__What you are asked to do__
For the listing below, show each line that includes the string "contract".

== The records ==

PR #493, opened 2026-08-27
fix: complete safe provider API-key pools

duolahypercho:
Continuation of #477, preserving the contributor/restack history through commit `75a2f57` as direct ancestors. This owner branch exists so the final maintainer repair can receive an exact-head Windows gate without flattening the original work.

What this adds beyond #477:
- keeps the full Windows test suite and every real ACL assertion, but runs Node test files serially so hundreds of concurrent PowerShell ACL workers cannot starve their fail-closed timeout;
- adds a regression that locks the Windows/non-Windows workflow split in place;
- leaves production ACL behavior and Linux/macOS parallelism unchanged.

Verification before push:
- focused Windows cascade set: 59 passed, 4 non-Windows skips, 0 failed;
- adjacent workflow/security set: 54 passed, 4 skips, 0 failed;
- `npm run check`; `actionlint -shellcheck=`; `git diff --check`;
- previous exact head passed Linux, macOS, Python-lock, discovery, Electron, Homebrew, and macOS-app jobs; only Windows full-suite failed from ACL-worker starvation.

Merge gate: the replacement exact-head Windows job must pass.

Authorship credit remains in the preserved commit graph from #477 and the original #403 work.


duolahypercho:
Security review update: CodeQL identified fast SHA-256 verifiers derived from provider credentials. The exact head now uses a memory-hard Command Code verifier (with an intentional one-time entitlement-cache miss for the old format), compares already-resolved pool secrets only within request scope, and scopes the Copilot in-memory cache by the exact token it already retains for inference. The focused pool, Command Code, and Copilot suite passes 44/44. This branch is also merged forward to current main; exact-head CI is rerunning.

===
== The records ==

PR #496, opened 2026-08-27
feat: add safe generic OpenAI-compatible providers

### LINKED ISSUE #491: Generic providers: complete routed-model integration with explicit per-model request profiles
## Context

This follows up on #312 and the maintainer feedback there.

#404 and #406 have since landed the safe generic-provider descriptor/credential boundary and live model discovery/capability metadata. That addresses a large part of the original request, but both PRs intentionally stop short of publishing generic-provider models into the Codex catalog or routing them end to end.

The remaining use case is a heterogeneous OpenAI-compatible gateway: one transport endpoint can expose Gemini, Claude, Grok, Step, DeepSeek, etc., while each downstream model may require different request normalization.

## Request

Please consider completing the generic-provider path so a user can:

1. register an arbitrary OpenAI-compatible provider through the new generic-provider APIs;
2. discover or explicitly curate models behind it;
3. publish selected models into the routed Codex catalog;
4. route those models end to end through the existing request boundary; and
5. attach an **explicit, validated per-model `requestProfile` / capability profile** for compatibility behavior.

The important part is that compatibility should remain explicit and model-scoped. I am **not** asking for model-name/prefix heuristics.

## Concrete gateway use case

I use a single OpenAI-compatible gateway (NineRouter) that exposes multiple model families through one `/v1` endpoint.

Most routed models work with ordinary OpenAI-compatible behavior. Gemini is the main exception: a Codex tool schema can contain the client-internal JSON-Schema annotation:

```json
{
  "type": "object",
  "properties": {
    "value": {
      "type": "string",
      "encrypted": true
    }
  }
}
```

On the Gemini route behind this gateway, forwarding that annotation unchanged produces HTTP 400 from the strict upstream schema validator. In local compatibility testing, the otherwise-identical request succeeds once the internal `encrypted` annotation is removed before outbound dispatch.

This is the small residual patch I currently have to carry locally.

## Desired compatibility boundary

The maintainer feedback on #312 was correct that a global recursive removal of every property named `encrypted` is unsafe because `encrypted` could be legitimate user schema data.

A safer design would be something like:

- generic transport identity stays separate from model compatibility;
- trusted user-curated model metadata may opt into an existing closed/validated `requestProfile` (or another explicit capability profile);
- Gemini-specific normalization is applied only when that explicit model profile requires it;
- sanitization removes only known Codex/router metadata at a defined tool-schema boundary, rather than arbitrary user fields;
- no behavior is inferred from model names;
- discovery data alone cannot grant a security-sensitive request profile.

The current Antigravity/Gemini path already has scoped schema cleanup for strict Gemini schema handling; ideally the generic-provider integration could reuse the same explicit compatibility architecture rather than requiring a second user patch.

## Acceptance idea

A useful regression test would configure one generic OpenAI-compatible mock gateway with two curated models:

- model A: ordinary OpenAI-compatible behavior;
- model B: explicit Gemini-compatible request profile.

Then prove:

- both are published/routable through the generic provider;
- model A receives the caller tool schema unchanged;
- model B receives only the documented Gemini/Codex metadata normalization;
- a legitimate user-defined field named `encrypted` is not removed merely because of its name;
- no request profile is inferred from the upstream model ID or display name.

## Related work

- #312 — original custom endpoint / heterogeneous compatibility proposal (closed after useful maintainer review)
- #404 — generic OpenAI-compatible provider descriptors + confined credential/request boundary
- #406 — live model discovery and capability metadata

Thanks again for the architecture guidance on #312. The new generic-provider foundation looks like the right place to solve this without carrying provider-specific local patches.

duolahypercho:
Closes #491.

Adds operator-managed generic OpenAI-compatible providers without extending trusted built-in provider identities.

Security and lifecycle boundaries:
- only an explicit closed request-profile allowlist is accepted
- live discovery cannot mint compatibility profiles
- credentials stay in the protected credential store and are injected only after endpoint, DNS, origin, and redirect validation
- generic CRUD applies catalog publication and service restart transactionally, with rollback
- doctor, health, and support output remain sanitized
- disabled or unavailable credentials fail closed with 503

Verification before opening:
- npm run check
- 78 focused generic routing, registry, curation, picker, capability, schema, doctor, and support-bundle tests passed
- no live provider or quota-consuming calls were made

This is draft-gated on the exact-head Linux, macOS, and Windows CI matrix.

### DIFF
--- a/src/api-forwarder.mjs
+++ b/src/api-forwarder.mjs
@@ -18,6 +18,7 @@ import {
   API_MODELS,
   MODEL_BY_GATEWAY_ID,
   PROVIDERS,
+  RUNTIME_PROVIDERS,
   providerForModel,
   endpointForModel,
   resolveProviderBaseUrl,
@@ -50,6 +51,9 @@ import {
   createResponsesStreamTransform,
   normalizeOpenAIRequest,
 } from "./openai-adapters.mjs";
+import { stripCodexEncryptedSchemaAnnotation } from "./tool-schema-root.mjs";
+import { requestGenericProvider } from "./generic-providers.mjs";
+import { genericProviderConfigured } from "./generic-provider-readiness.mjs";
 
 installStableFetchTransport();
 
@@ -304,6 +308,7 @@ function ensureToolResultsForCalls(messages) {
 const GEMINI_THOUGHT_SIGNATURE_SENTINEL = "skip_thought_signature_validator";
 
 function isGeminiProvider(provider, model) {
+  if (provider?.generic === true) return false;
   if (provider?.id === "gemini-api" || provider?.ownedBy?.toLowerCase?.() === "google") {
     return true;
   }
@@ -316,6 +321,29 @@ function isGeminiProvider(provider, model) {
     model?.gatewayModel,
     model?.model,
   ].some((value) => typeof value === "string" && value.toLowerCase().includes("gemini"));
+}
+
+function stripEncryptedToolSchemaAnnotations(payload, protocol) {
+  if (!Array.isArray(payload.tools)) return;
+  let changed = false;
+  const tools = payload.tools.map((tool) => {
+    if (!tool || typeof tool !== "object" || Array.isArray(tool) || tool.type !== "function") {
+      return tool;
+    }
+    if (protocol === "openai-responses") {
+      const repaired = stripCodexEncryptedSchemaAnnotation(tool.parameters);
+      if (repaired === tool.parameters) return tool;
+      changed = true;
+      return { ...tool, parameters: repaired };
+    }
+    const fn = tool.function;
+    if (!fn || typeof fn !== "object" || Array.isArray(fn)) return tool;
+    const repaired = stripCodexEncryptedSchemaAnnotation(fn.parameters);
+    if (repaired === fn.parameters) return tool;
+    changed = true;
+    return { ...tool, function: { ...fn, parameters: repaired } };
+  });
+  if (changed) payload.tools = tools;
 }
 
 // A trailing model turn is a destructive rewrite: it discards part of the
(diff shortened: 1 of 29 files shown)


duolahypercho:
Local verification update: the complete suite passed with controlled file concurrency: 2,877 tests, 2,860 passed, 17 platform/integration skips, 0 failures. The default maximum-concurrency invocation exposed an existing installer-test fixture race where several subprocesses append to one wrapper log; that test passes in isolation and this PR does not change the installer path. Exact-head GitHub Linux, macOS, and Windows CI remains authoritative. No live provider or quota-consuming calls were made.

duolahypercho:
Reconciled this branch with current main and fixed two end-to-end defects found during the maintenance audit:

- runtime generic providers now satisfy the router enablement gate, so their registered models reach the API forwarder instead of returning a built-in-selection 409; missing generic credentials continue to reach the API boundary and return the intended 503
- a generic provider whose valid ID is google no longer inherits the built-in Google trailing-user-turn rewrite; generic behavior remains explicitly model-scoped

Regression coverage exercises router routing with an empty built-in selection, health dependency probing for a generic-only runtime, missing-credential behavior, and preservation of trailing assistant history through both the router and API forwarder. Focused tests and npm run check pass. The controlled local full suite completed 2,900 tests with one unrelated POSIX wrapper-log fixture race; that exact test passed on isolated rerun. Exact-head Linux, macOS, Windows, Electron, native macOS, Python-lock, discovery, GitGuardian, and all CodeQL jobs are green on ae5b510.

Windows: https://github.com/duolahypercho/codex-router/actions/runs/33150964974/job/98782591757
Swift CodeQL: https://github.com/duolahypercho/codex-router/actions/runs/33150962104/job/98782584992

===
== The records ==

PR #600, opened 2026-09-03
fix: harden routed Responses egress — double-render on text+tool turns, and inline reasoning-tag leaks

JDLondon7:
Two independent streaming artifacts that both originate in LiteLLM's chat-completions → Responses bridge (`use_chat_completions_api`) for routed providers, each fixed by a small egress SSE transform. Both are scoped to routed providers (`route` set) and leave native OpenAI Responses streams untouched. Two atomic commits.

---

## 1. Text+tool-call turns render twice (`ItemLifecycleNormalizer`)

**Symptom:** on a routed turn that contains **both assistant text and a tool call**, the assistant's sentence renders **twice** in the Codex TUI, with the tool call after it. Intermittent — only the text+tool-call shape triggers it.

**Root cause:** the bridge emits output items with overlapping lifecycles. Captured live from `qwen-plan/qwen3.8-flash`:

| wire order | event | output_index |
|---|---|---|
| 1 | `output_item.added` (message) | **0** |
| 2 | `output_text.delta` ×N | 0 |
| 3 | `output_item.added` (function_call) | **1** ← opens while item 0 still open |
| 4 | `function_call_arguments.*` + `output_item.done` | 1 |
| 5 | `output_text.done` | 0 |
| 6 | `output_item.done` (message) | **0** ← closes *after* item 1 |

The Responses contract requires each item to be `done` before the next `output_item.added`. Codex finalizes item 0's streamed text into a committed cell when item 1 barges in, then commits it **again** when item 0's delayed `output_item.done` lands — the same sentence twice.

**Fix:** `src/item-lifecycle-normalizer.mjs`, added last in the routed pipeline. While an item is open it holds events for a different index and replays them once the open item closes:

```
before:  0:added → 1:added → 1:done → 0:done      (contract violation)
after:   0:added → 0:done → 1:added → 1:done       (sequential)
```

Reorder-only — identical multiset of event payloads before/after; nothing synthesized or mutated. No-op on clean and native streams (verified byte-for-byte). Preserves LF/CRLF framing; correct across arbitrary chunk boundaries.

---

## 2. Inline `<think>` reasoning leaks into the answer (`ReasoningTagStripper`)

===

__Answer for this exercise__
The Responses contract requires each item to be `done` before the next `output_item.added`. Codex finalizes item 0's streamed text into a committed cell when item 1 barges in, then commits it **again** when item 0's delayed `output_item.done` lands — the same sentence twice.
before:  0:added → 1:added → 1:done → 0:done      (contract violation)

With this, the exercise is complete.